Warhammer 40,000: Dark Millennium Online was a video game to be based on Games Workshop's Warhammer 40,000 setting. It was under development by Vigil Games until THQ's closure.

==Gameplay==
The game was to feature relatively in-depth fire-fights with player-formed squads as well as cover and flanking mechanics. However, being true to the setting, war and battles would have been a big feature of Warhammer 40,000 Online and the developer Vigil Games were promising to deliver battlegrounds of epic proportions. Controllable vehicles would have been a key aspect to the game; the developers have said that they would have been multifunctional and that some were able to sport multiple pilots.

The game would have been set in the 41st millennium, well after the Horus Heresy, and all races important to that period in the setting would have been represented, although only one playable race had been announced so far: the Imperium of Man.
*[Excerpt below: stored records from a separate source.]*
PR #94, opened 2015-07-27
Improvements to agora testing

gbggrant:
Load and validate environment (local, dev, ci, prod) from typesafe config

conditionally use embeddedMongo based on environment (only if local)
Refactored to move MockAuthorizationProvider (nee TestAuthorizationProvider) from test to src.
Select gcsAuthorizationProvider or mockAuthorizationProvider based on environment (i.e. local uses mock).
Passed environment to Agora object so that unitTest and integrationTest could use different environments for their configuration.
Pushed env-specific initialization down to ServerInitializer and ApiServiceActor.

### DIFF
--- a/src/main/resources/reference.conf
+++ b/src/main/resources/reference.conf
@@ -7,6 +7,30 @@ instance.name = "reference"
 mongodb.host = "localhost"
 mongodb.port = 27017
 
+environment = "local"
+prod {
+  useOpenAMAuthentication = true
+  useStandaloneMongo = true
+  useGcsAuthorizationProvider = true
+}
+ci {
+  useOpenAMAuthentication = true
+  useStandaloneMongo = true
+  useGcsAuthorizationProvider = true
+}
+dev {
+  useOpenAMAuthentication = true
+  useStandaloneMongo = true
+  useGcsAuthorizationProvider = true
+}
+local {
+  useOpenAMAuthentication = false
+  useStandaloneMongo = false
+  useGcsAuthorizationProvider = false
+  // If not using openAMAuthentication, you need to supply a mock authenticated email.
+  mockAuthenticatedUserEmail = "broadprometheustest@gmail.com"
+}
+
 swagger {
   apiDocs = "api-docs"
   apiVersion = "0.1"
--- a/src/main/scala/org/broadinstitute/dsde/agora/server/AgoraConfig.scala
+++ b/src/main/scala/org/broadinstitute/dsde/agora/server/AgoraConfig.scala
@@ -8,6 +8,23 @@ import org.broadinstitute.dsde.agora.server.model.AgoraEntityType.EntityType
 
 object AgoraConfig {
   private val config: Config = ConfigFactory.load()
+  
+  val LocalEnvironment = "local"
+  val DevEnvironment = "dev"
+  val CiEnvironment = "ci"
+  val ProdEnvironment = "prod"
+
+  val Environments = List[String](LocalEnvironment, DevEnvironment, CiEnvironment, ProdEnvironment)
+
+  lazy val environment = config.as[Option[String]]("environment").getOrElse(LocalEnvironment)
+  if (!Environments.contains(AgoraConfig.environment))
+    throw new IllegalArgumentException("Illegal environment '" + AgoraConfig.environment + "' specified.")
+
+  val envConfig = config.getConfig(environment)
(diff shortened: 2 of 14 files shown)


src/main/scala/org/broadinstitute/dsde/agora/server/webservice/routes/MockAgoraDirectives.scala
```diff
@@ -0,0 +1,19 @@
...
+import org.broadinstitute.dsde.vault.common.directives.OpenAMDirectives
+import org.broadinstitute.dsde.vault.common.util.ImplicitMagnet
+import spray.routing.Directives._
+import spray.routing._
+
+import scala.concurrent.ExecutionContext
+
+trait MockAgoraDirectives extends AgoraDirectives {
+  def commonNameFromCookie(magnet: ImplicitMagnet[ExecutionContext]): Directive1[String] = {
+    OpenAMDirectives.commonNameFromCookie(magnet)
```
dshiga: I'm confused about why we are still getting the common name from OpenAM here - should we be grabbing a name from AgoraConfig instead?

src/main/scala/org/broadinstitute/dsde/agora/server/AgoraConfig.scala
```diff
@@ -8,6 +8,24 @@ import org.broadinstitute.dsde.agora.server.model.AgoraEntityType.EntityType
...
   private val config: Config = ConfigFactory.load()
+  
+  val LocalEnvironment = "local"
+  val DevEnvironment = "dev"
+  val CiEnvironment = "ci"
+  val ProdEnvironment = "prod"
+
+  val Environments = List[String](LocalEnvironment, DevEnvironment, CiEnvironment, ProdEnvironment)
+
+  // TODO - what is the default??
```
dshiga: Can we remove this comment now? I think we decided that local would be the default, which is what you're doing.

src/main/resources/reference.conf
```diff
@@ -7,6 +7,30 @@ instance.name = "reference"
...
+  useOpenAMAuthentication = true
+  useStandaloneMongo = true
+  useGcsAuthorizationProvider = true
+}
+local {
+  useOpenAMAuthentication = false
+  useStandaloneMongo = false
+  useGcsAuthorizationProvider = false
+  // If not using openAMAuthentication, you need to supply a mock authenticated email.
+  mockAuthenticatedUserEmail = " broadprometheustest@gmail.com"
```
dshiga: extra space in email above

src/main/scala/org/broadinstitute/dsde/agora/server/AgoraConfig.scala
```diff
@@ -8,6 +8,24 @@ import org.broadinstitute.dsde.agora.server.model.AgoraEntityType.EntityType
...
+  lazy val environment = config.as[Option[String]]("environment").getOrElse(LocalEnvironment)
+  if (!Environments.contains(AgoraConfig.environment))
+    throw new IllegalArgumentException("Illegal environment '" + AgoraConfig.environment + "' specified.")
+
+  val envConfig = config.getConfig(environment)
+  val mockAuthenticatedUserEmail = envConfig.as[Option[String]]("mockAuthenticatedUserEmail").getOrElse("noone@broadinstitute.org")
+  def getUseOpenAMAuthenticationForEnvironment(environment: String) : Boolean = {
```
dshiga: Perhaps we could shorten / change to something like isUseOpenAmAuth? The "for environment" part is implied because environment is a parameter. Similarly, getUseGcsAuthorizationProviderForEnvironment could perhaps be isUseGcsAuth or something like that.

dshiga:
Made a few comments. Otherwise, :+1:

src/main/scala/org/broadinstitute/dsde/agora/server/webservice/routes/MockAgoraDirectives.scala
gbggrant: Yes, I think you're right.  commonNameFromCookie doesn't appear to be being used.

src/main/scala/org/broadinstitute/dsde/agora/server/AgoraConfig.scala
gbggrant: yes - thanks.

jacarey:
:+1:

Details about characters were largely unknown, but it was said that there would be no non-combat classes in the game as this would not fit properly with the background. Players would be able to customize their characters visual appearance with ranged and melee weapons, armor, books, scrolls and chains.

Although war and battlefields would have been a large part of Dark Millennium the scope of the game would have included more of the setting than that; Vigil Games’ General Manager David Adams mentions being able to visit "cities (of all scales, types and sizes), exotic alien temples, Chaos shrines, deserted battlefields, mysterious ruins, ancient structures, drifting hulks in space, etc..." and that they would have been populated with all manners of non-player characters.

==Development==

Originally announced in March 2007, further information was released as well as a teaser trailer at E3 2010. Originally planned to be a massively multiplayer online role-playing game, Vigil Games announced that they would be dropping the MMO components of the game in order to focus on a single-player game with a more traditional multiplayer experience.

On December 19, 2012, the publisher THQ, the owner of Vigil Games, filed for Chapter 11 bankruptcy, bringing Dark Millenniums fate into question. THQ's public relations representatives announced that the MMO aspect of the game was ended in March 2012, but not definitively answering if the project as a whole was cancelled. It was later stated in an interview that Dark Millennium had been retooled into a co-operative game with the working title Inquisitor, but that project too was eventually abandoned.